In a March 26, 2010 note to Gately, Skadburg wrote, “One other

question—is any of the money paid to the creditors refundable since those

should not have been paid out of the estate assets?”

On August 18, 2010, the probate court entered an order approving the

administrator’s final report, discharging the administrator, and closing the estate.

In a letter dated August 31, 2010, Gately wrote to Skadburg: “Enclosed for

your records is the Order of the Court Approving Final and Supplemental Final

Reports and discharging Administrator. In essence, this is the final step and the

estate is now closed and you are discharged as the Administrator.”

On August 19, 2015, Skadburg filed a petition at law asserting Gately was

negligent in his representation of the administrator. Gately answered, asserting

the action was barred by Iowa Code section 614.1 (2007), which provides a five-

year statute of limitations. Gately filed a motion for summary judgment, asserting

the action was filed beyond the statute of limitations. Gately asserted the latest

date on which the action accrued was August 18, 2010, and therefore, even

calculated most favorably to Skadburg, the August 19, 2015 filing of the action

was one day after the limitations period had run.

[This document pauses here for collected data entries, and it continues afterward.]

PR #36, opened 2021-02-02
Bug 1688902 - Create the events metric type

Dexterp37:
See the individual commit messages descriptions for easier review.

This exclusively adds the metric type, it doesn't take care of adding the 'events' ping.

### DIFF
--- a/package.json
+++ b/package.json
@@ -4,7 +4,7 @@
   "description": "An implementation of the Glean SDK, a modern cross-platform telemetry client, for Javascript environments.",
   "main": "./dist/glean.js",
   "scripts": {
-    "test": "npm run build:test-webext && npm run test:unit --",
+    "test": "npm run build:test-webext && npm run test:unit",
     "test:debug": "ts-mocha \"tests/**/*.spec.ts\" --paths -p ./tsconfig.json --recursive --inspect-brk",
     "test:unit": "ts-mocha \"tests/**/*.spec.ts\" --paths -p ./tsconfig.json  --recursive --timeout 0",
     "lint": "eslint . --ext .ts,.js,.json --max-warnings=0",
--- a/package.json
+++ b/package.json
@@ -4,8 +4,9 @@
   "description": "An implementation of the Glean SDK, a modern cross-platform telemetry client, for Javascript environments.",
   "main": "./dist/glean.js",
   "scripts": {
-    "test": "npm run build:test-webext && ts-mocha \"tests/**/*.spec.ts\" --paths -p ./tsconfig.json  --recursive --timeout 0",
+    "test": "npm run build:test-webext && npm run test:unit --",
     "test:debug": "ts-mocha \"tests/**/*.spec.ts\" --paths -p ./tsconfig.json --recursive --inspect-brk",
+    "test:unit": "ts-mocha \"tests/**/*.spec.ts\" --paths -p ./tsconfig.json  --recursive --timeout 0",
     "lint": "eslint . --ext .ts,.js,.json --max-warnings=0",
     "fix": "eslint . --ext .ts,.js,.json --fix",
     "build:webext": "webpack --config webpack.config.webext.js --mode production",
--- a/src/metrics/events_database.ts
+++ b/src/metrics/events_database.ts
@@ -1,0 +1,230 @@
+// /* This Source Code Form is subject to the terms of the Mozilla Public
+//  * License, v. 2.0. If a copy of the MPL was not distributed with this
+//  * file, You can obtain one at http://mozilla.org/MPL/2.0/. */
+
+import { Store } from "storage";
+import WeakStore from "storage/weak";
+import { MetricType } from "metrics";
+import { isUndefined, JSONArray, JSONObject, JSONValue } from "utils";
+
+export interface Metrics {
+  [aMetricType: string]: {
+    [aMetricIdentifier: string]: JSONValue
+  }
+}
+
+// An helper type for the 'extra' map.
+export type ExtraMap = { [name: string]: string };
+
+// Represents the recorded data for a single event.
+export class RecordedEvent {
+  constructor(
+    category: string,
+    name: string,
+    timestamp: number,
+    extra?: ExtraMap,
+  ) {
+    this.category = category;
+    this.name = name;
+    this.timestamp = timestamp;
+    this.extra = extra;
+  }
+
+  static toJSONObject(e: RecordedEvent): JSONObject {
+    return {
+      "category": e.category,
+      "name": e.name,
+      "timestamp": e.timestamp,
+      "extra": e.extra,
+    };
+  }
+
+  static fromJSONObject(e: JSONObject): RecordedEvent {
+    return new RecordedEvent(
+      e["category"] as string,
+      e["name"] as string,
+      e["timestamp"] as number,
+      e["extra"] as ExtraMap | undefined
+    );
+  }
+
+  // The event's category.
+  //
+  // This is defined by users in the metrics file.
+  readonly category: string;
+  // The event's name.
+  //
+  // This is defined by users in the metrics file.
+  readonly name: string;
+  // The timestamp of when the event was recorded.
+  //
+  // This allows to order events.
+  readonly timestamp: number;
+  // A map of all extra data values.
+  //
+  // The set of allowed extra keys is defined by users in the metrics file.
+  readonly extra?: ExtraMap;
+}
+
+/**
+ * The events database is an abstraction layer on top of the underlying storage.
+ *
+ * Event data is saved to the database in the following format:
+ *
+ * {
+ *  "pingName": {
+ *    [
+ *      {
+ *        "timestamp": 0,
+ *        "category": "something",
+ *        "name": "other",
+ *        "extra": {...}
+ *      },
+ *      ...
+ *    ]
+ *  }
+ * }
+ *
+ * Events only support `Ping` lifetime.
+ */
+class EventsDatabase {
+  private eventsStore: Store;
+
+  constructor() {
+    this.eventsStore = new WeakStore("unused");
+  }
+
+  /**
+   * Records a given event.
+   *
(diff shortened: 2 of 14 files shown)


src/metrics/events_database.ts
```diff
@@ -0,0 +1,230 @@
...
+ *  }
+ * }
+ *
+ * Events only support `Ping` lifetime.
+ */
+class EventsDatabase {
+  private eventsStore: Store;
+
+  constructor() {
+    this.eventsStore = new WeakStore("unused");
```
Dexterp37, line 94: This should probably use the persistent storage :-P

src/metrics/events_database.ts
```diff
@@ -0,0 +1,230 @@
...
+    // Make all the events relative to the first one.
+    const firstTimestamp =
+      (sortedData[0] as unknown as RecordedEvent)["timestamp"];
+
+    return sortedData.map((e) => {
+      const objE = e as JSONObject;
+      const timestamp = (objE["timestamp"] as number) ?? 0;
+      objE["timestamp"] = timestamp - firstTimestamp;
+      return objE; 
+    });
```
Dexterp37, line 219: I wonder if there's any less ugly way to express this. Thoughts?

src/metrics/events_database.ts
```diff
@@ -0,0 +1,230 @@
...
+  ): Promise<RecordedEvent[] | undefined> {
+    const value = await this.eventsStore.get([ping]);
+    if (!value) {
+      return undefined;
+    }
+
+    const rawEvents = value as JSONArray;
+    return rawEvents
+      // Only report events for the requested metric.
+      .filter((e) => {
```
brizental, line 142: nit: You could spare an iteration round here by using `reduce`.

```ts
return rawEvents.reduce((result, elem) => {
  const rawEventObj = elem as JSONObject;
  if (rawEventObj["category"] === metric.category && rawEventObj["name"] === metric.name) {
    result.push(RecordedEvent.fromJSONObject(e as JSONObject))
  }
}, []);
```

src/metrics/events_database.ts
```diff
@@ -0,0 +1,230 @@
...
+  /**
+   * Gets all of the persisted metrics related to a given ping.
+   *
+   * @param ping The name of the ping to retrieve.
+   * @param clearPingLifetimeData Whether or not to clear the ping lifetime metrics retrieved.
+   *
+   * @returns An object containing all the metrics recorded to the given ping,
+   *          `undefined` in case the ping doesn't contain any recorded metrics.
+   */
+  async getPingMetrics(ping: string, clearPingLifetimeData: boolean): Promise<JSONArray | undefined> {
```
brizental, line 192: nit: `getPingEvents`

src/metrics/events_database.ts
```diff
@@ -0,0 +1,230 @@
...
+      await this.eventsStore.delete([ping]);
+    }
+
+    if (pingData.length === 0) {
+      return;
+    }
+
+    // Sort the events by their timestamp.
+    const sortedData = pingData.sort((a, b) => {
+      const objA = a as unknown as RecordedEvent;
```
brizental, line 205: Why do you need the `as unknown` here? Ideally `getAndValidatePingData` should already return an array of `RecordedEvent`s in my mind. Then you wouldn't need so many castings here.

src/metrics/events_database.ts
brizental: What exactly are you finding ugly here? Heh. 

I guess for me the liberal use of `as` is concerning, but it also make it a bit "ugly", specially here where you have `as unknown as RecordedEvent`.

In glean-core we have a [`serialize_relative`](https://github.com/mozilla/glean/blob/main/glean-core/src/event_database/mod.rs#L49-L56) method in the RecordedEvent directly, that might separate things a bit and make it nicer.

Let me know if you meant that something else was ugly hehe.

src/metrics/types/event.ts
```diff
@@ -0,0 +1,100 @@
...
+ * file, You can obtain one at http://mozilla.org/MPL/2.0/. */
+
+import { MetricType, CommonMetricData } from "metrics";
+import Glean from "glean";
+import { ExtraMap, RecordedEvent } from "metrics/events_database";
+
+const MAX_LENGTH_EXTRA_KEY_VALUE = 100;
+
+/**
+ * A datetime metric.
```
brizental, line 12: Oops, 🍝

src/metrics/types/event.ts
```diff
@@ -0,0 +1,100 @@
...
+
+  /**
+   * An helper function to aid mocking the time in tests.
+   *
+   * This is only meant to be overridden in tests.
+   * 
+   * @returns the number of milliseconds since the time origin.
+   */
+  protected getMonotonicNow(): number {
+    return Math.round(performance.now() / 1000);
```
brizental, line 33: `performance.now` is a browser API. Would you mind providing a fallback here? No need to overthink it, it can be a Date.now() and we add a nove about the fallback not being monotonic for now. This is probably why the Qt build failed.

src/metrics/types/event.ts
```diff
@@ -0,0 +1,100 @@
...
+  }
+
+  /**
+   * Record an event by using the information
+   * provided by the instance of this class.
+   *
+   * @param extra optional. This is a map, both keys and values need to be
+   *              strings, keys are identifiers. This is used for events where
```
brizental, line 41: uber nit: identation shoud align with `extra`. At least that is how I've been aligning all this time.

brizental (changes requested):
Approach looks fine for me overall. Left a bunch of comments but most of them are nits. 

My main concern is the liebral usage of `as` to bypass the type checker.

src/metrics/events_database.ts
Dexterp37: Yeah, the usage of `as unknown` was my concern :(

package.json
```diff
@@ -4,8 +4,9 @@
   "description": "An implementation of the Glean SDK, a modern cross-platform telemetry client, for Javascript environments.",
   "main": "./dist/glean.js",
   "scripts": {
-    "test": "npm run build:test-webext && ts-mocha \"tests/**/*.spec.ts\" --paths -p ./tsconfig.json  --recursive --timeout 0",
+    "test": "npm run build:test-webext && npm run test:unit --",
```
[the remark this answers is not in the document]
Dexterp37: Good catch, it can be removed.

src/metrics/events_database.ts
```diff
@@ -0,0 +1,230 @@
...
+   *
+   * This doesn't clear the stored value.
+   *
+   * @param ping the ping from which we want to retrieve this metrics value from.
+   * @param metric the metric we're looking for.
+   * 
+   * @returns an array of `RecordedEvent` containing the found events or `undefined`
+   *          if no recorded event was found.
+   */
+  async testGetValue(
```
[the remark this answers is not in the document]
Dexterp37: Sounds good. I changed this to `getEvents` (trailing 's') though, because it can return multiple events for the same id.

src/metrics/events_database.ts
```diff
@@ -0,0 +1,230 @@
...
+    timestamp: number,
+    extra?: ExtraMap,
+  ) {
+    this.category = category;
+    this.name = name;
+    this.timestamp = timestamp;
+    this.extra = extra;
+  }
+
+  static toJSONObject(e: RecordedEvent): JSONObject {
```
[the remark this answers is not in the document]
Dexterp37: In an attempt to have an easy optimization: we don't need them on each instance.

src/metrics/events_database.ts
Dexterp37: > Warning: untested code.

```
Type 'JSONValue' is not assignable to type 'RecordedEvent[] | undefined'.
  Type 'string' is not assignable to type 'RecordedEvent[] | undefined'.ts(2322)
```

:-D

src/metrics/types/event.ts
Dexterp37: @brizental we should probably have a "platform" level abstraction somwhere. WDYT?

src/metrics/events_database.ts
brizental: If the validation function returns the correct type that should make things nicer.

src/metrics/events_database.ts
brizental: https://github.com/mozilla/glean.js/pull/36#discussion_r569388605 This should fix that though.

src/metrics/types/event.ts
brizental: Honestly, for now I'd rather leave this here, if this function gets bigger we can break it into smaller parts. WDYT?

src/metrics/events_database.ts
brizental: Hey, I think this one was missed :)

src/metrics/events_database.ts
```diff
@@ -0,0 +1,209 @@
...
+   * @returns an array of `RecordedEvent` containing the found events or `undefined`
+   *          if no recorded event was found.
+   */
+  async getEvents(
+    ping: string,
+    metric: EventMetricType
+  ): Promise<RecordedEvent[] | undefined> {
+    const events = await this.getAndValidatePingData(ping);
+    if (events.length === 0) {
+      return undefined;
```
brizental, line 126: uber nit: If you change the return type to `Promise<RecordedEvent[] | void>` you can do just `return;` here.

brizental (changes requested):

src/metrics/events_database.ts
```diff
@@ -91,7 +81,7 @@ class EventsDatabase {
   private eventsStore: Store;
 
   constructor() {
-    this.eventsStore = new WeakStore("unused");
+    this.eventsStore = new PersistentStore("unused");
```
brizental, line 84: `"unused"` may not the most descriptive storage name. Maybe `"events"`?

brizental (approved):
r+wc!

Skadburg resisted, asserting the petition was “submitted to the clerk of

court on August 18, 2015,” and Gately represented Skadburg “with regard to the

probate of the Estate . . . until August 31, 2010.”

The district court concluded Skadburg knew Gately had given her

incorrect advice regarding the administration of the estate on December 29,

2009, as evidenced by her email. Alternatively, the court concluded she

demonstrated actual or imputed knowledge that Gately had given her incorrect 5

advice on March 26, 2010, as evidenced by her statement in the email—“since

those should not have been paid out of the estate assets.” In either event, the

five-year statute of limitations had run before the filing of the suit.

Skadburg appeals, asserting she was not aware of all elements of her

legal-malpractice claim until after Gately’s representation ceased and the

principle of continuous representation avoids the statute of limitations.

II. Scope and Standard of Review.

We review grants of summary judgment for correction of errors at law. Vossoughi v. Polaschek, 859 N.W.2d 643, 649 (Iowa 2015). “Summary judgment is appropriate when there is no genuine issue of material fact and the moving party is entitled to judgment as a matter of law.” Amish Connection, Inc. v. State Farm Fire & Cas. Co., 861 N.W.2d 230, 235 (Iowa 2015). We view the facts in the light most favorable to the nonmoving party. Veatch v.